It turns out Moon knows someone who works at the Buckeye Brewery downtown, one of the oldest breweries in American history, founded just one year after Toledo itself, not that us teenagers give a damn about history stuff, being too busy living in the moment.
Anyway, we get downtown by the river and Moon guides Larry up this dark little alley that ends at a 6-foot fence surrounding the Buckeye Brewery shipping yard. There’s a couple big semi-trailers loaded with beer in the yard, and no lights or dogs or security of any kind. There was no such thing as security cameras back in them days of innocence. Larry is getting the idea now and is getting terrible nervous and says, “Let’s get out of here”, but no way, Jose. It’s too late to turn back now. We can smell the beer and feel the adrenaline start to rush.
We leave Larry to turn his parents’ shiny cream-colored ’59 Chevy convertible around as Skinny stands by the fence while me and Moon climb over it. We can barely see in the dark, but Moon breaks the federal seal on the back of the nearest semi-trailer and swings open the doors and holy mother of God if it ain’t stacked front-to-back with cases of Buckeye Beer from floor-to-ceiling. Skinny tells Larry to put the convertible top up and open the trunk. Moon starts handing me cases and I build a little platform by the fence and then start handing cases over to Skinny on the other side. Skinny loads up the trunk and every available square inch of space inside that shiny cream-colored ’59 Chevy convertible while Larry paces around, dumbfounded and about pissing his pants.
Back over the fence we go and pile into the car, packed in with the cases of beer. Larry’s starting to panic and we’re yelling at him to get the hell out of here. He starts idling down the alley until Moon slaps him across the back of the head shouting “Come on, man! Get going!”
“Oh my God, what now?”, Larry asks, his voice trembling, as he pulls onto Summit Street. Moon says, “Over the state line, into Michigan, outside Ohio jurisdiction. We’ll stash it there til the heat dies down. Take a left here.”

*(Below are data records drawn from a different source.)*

PR #2661, opened 2022-09-03
Miscellaneous cleanup and refresh

pfeatherstone:
I'm currently working on a dnn2 API. As I'm working on it, I'm spotting things in the code base that could do with a refresh.
This PR proposes some of these updates:

- old type traits are now just aliases for standard library type traits
- using `is_detected` and `switch_()` in dnn core. I think it makes things clearer and trivially update-able to `if constexpr` for when the time comes.
- added an improved `for_each_in_tuple()`. It uses fold expression if possible otherwise the parameter pack expansion trick into dummy initializer list. This improves compile time. 
- Use generic lambdas where possible instead of struct helpers
- auto deduced return types

### DIFF
--- a/dlib/dnn/core.h
+++ b/dlib/dnn/core.h
@@ -261,7 +261,7 @@ namespace dlib
         auto tuple_subset(
             const Tuple& item, 
             compile_time_integer_list<indices...>
-        )
+        ) -> decltype(std::make_tuple(std::get<indices>(item)...))
         {
             return std::make_tuple(std::get<indices>(item)...);
         }
@@ -283,7 +283,7 @@ namespace dlib
         template <typename... T>
         auto tuple_flatten(
             const std::tuple<T...>& item
-        )
+        ) -> decltype(tuple_flatten(item, typename make_compile_time_integer_range<sizeof...(T)>::type()))
         {
             return tuple_flatten(item, typename make_compile_time_integer_range<sizeof...(T)>::type());
         }
@@ -292,7 +292,7 @@ namespace dlib
         auto tuple_flatten(
             const std::tuple<T...>& item, 
             compile_time_integer_list<indices...>
-        )
+        ) -> decltype(std::tuple_cat(tuple_flatten(std::get<indices-1>(item))...))
         {
             return std::tuple_cat(tuple_flatten(std::get<indices-1>(item))...);
         }
--- a/dlib/dnn/core.h
+++ b/dlib/dnn/core.h
@@ -19,6 +19,7 @@
 #include "../rand.h"
 #include "../algs.h"
 #include "../metaprogramming.h"
+#include "../utility.h"
 #include "../constexpr_if.h"
 
 #ifdef _MSC_VER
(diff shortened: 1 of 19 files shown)


pfeatherstone:
There's a whole bunch of stuff I could do to dnn/core.h, but given i'm rewriting all  this stuff in dnn2, i don't see the point.

pfeatherstone:
I don't think windows likes me using std::isfinite for dlib::is_finite

pfeatherstone:
@davisking What do you think? Updated some things to use C++14. Re-organised some things. It was about time some of the type traits stuff just became c++11 aliases and were put in their own `type_traits.h` header. Changed bits to use C++11 type traits. Basically things should phase out using the dlib type traits if possible. And dnn stuff uses `switch_()` and `is_detected` in some places. I think it makes things simpler and easier to read.

dlib/metaprogramming.h
```diff
@@ -3,46 +3,28 @@
...
-                more complex template metaprogramming constructs.
-        !*/
-
-        template <size_t m>
-        struct push_back
-        {
-            typedef compile_time_integer_list<n..., m> type;
-        };
-    };
+    using compile_time_integer_list = std::index_sequence<n...>;
```
davisking, line 27: This isn't the same thing since it misses `push_back`.  So this would break users using that.

dlib/type_traits.h
```diff
@@ -0,0 +1,185 @@
...
+/*
+    This header contains back-ports of C++14/17 type traits
+    It also contains aliases for things found in <type_traits> which
+    deprecate old dlib type traits.
+*/
+
+#include <type_traits>
+
+// ----------------------------------------------------------------------------------------
+
```
davisking, line 15: This is missing a `namespace dlib {`

dlib/dnn/core.h
```diff
@@ -35,196 +36,160 @@ namespace dlib
...
         T& obj,
         double bias_weight_decay_multiplier
     )
     {
         DLIB_CASSERT(bias_weight_decay_multiplier >= 0);
-        impl::set_bias_weight_decay_multiplier(obj, special_(), bias_weight_decay_multiplier);
+        switch_(bools(is_detected<impl::has_set_bias_weight_decay_multiplier, T>{}),
+            [&](true_t, auto _) { _(obj).set_bias_weight_decay_multiplier(bias_weight_decay_multiplier); },
+            [](auto...)         {/*no-op*/}
+        );
```
davisking, line 163: Yeah this is nice :)

dlib/type_safe_union/type_safe_union_kernel.h
```diff
@@ -127,12 +118,16 @@ namespace dlib
             return detail::type_safe_union_type_id<T,Types...>::value;
         }
 
+        template <typename T>
+        static constexpr int get_type_id (in_place_tag<T>)
```
davisking, line 122: Update the docs in the `_abstract.h` file since this is part of the public API.  Make sure all docs that need to be updated are updated. I'm still looking this over.  The PR looks nice though :)

dlib/metaprogramming.h
pfeatherstone: Yeah I was wondering if push_back was there only for implementation details. I was thinking of putting a deprecation notice on that and all the dlib type traits.

dlib/type_traits.h
pfeatherstone: Oh yeah good shout

dlib/metaprogramming.h
davisking: Na don't say it's deprecated.  Deprecating stuff just upsets the oldest and most loyal users.  Like if something needed to change due to some specific reason then sure.  Like if CUDA was dropping a feature we would necessarily also need to react to that and that might force some API change.  But this class existing isn't bothering anything.

pfeatherstone: Ok fine. "Oldest and most loyal users"? :) Sounds like dlib is specifically built for 1 or 2 key users :) Also, shouldn't we encourage people to update their code and use best practices ? Issuing a compiler warning isn't a big deal. If they build their code with -Werror they will realise that it was about time they updated their code, even more so since updating their compiler to something that supports c++14. Also I'm pretty sure they won't be too upset. Anyway, I don't I'm not too opinionated about deprecation warnings. I don't use them myself but I sure do appreciate it when I see them. They're often educational too.

pfeatherstone: I'll put push_back in. I'm away for a week so it will have to wait. Sorry

dlib/type_traits.h
davisking: No worries.

dlib/metaprogramming.h
davisking: Ha.  Na, it's that there are a lot of people using it in products and otherwise at work.  It sucks to have to spend time (i.e. incur a cost to your business) because someone else is asking you to update code that is working perfectly fine for your needs.

pfeatherstone:
@davisking Do you mind having another look?

davisking:
> @davisking Do you mind having another look?

Yeah nice, this is great :)

PR #2662, opened 2022-09-03
Fix visitor when tag layer is followed by skip layer

arrufat:
I noticed this while plotting the YOLOv7 architecture.
After this change, it works :)

[yolov7.pdf](https://github.com/davisking/dlib/files/9483227/yolov7.pdf)


davisking:
Thanks for the fix.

The state line is just about 5 miles away, and every mile we go we start to relax a little, except Larry. I mean what’s to worry? It’s dark, it’s late, no traffic, and Larry’s parents’ shiny cream-colored ’59 Chevy convertible looks normal: at least I thought it did at the time.
Well, we pass the church key around and start sucking down warm Buckeyes and we get to the last stoplight before the Michigan line, which we can see straight ahead a couple hundred yards of us, where everything becomes suddenly rural, with farms and narrow roads and no streetlights. Stupid traffic light! This is before the invention of traffic sensors you see, so here we are, stopped within sight of safety, in the middle of the night with zero traffic in any direction. Of course the light takes forever to change, and just before it does some headlights pull up and stop behind us, and three or four seconds later on comes the flashing cop lights. Holy shit! Of all the goddam luck. What’s this cop’s problem with us? He gets out of his cruiser and is walking up to us with his flashlight and there will be no explaining away the cases of beer crammed in there with us. We’re screwed!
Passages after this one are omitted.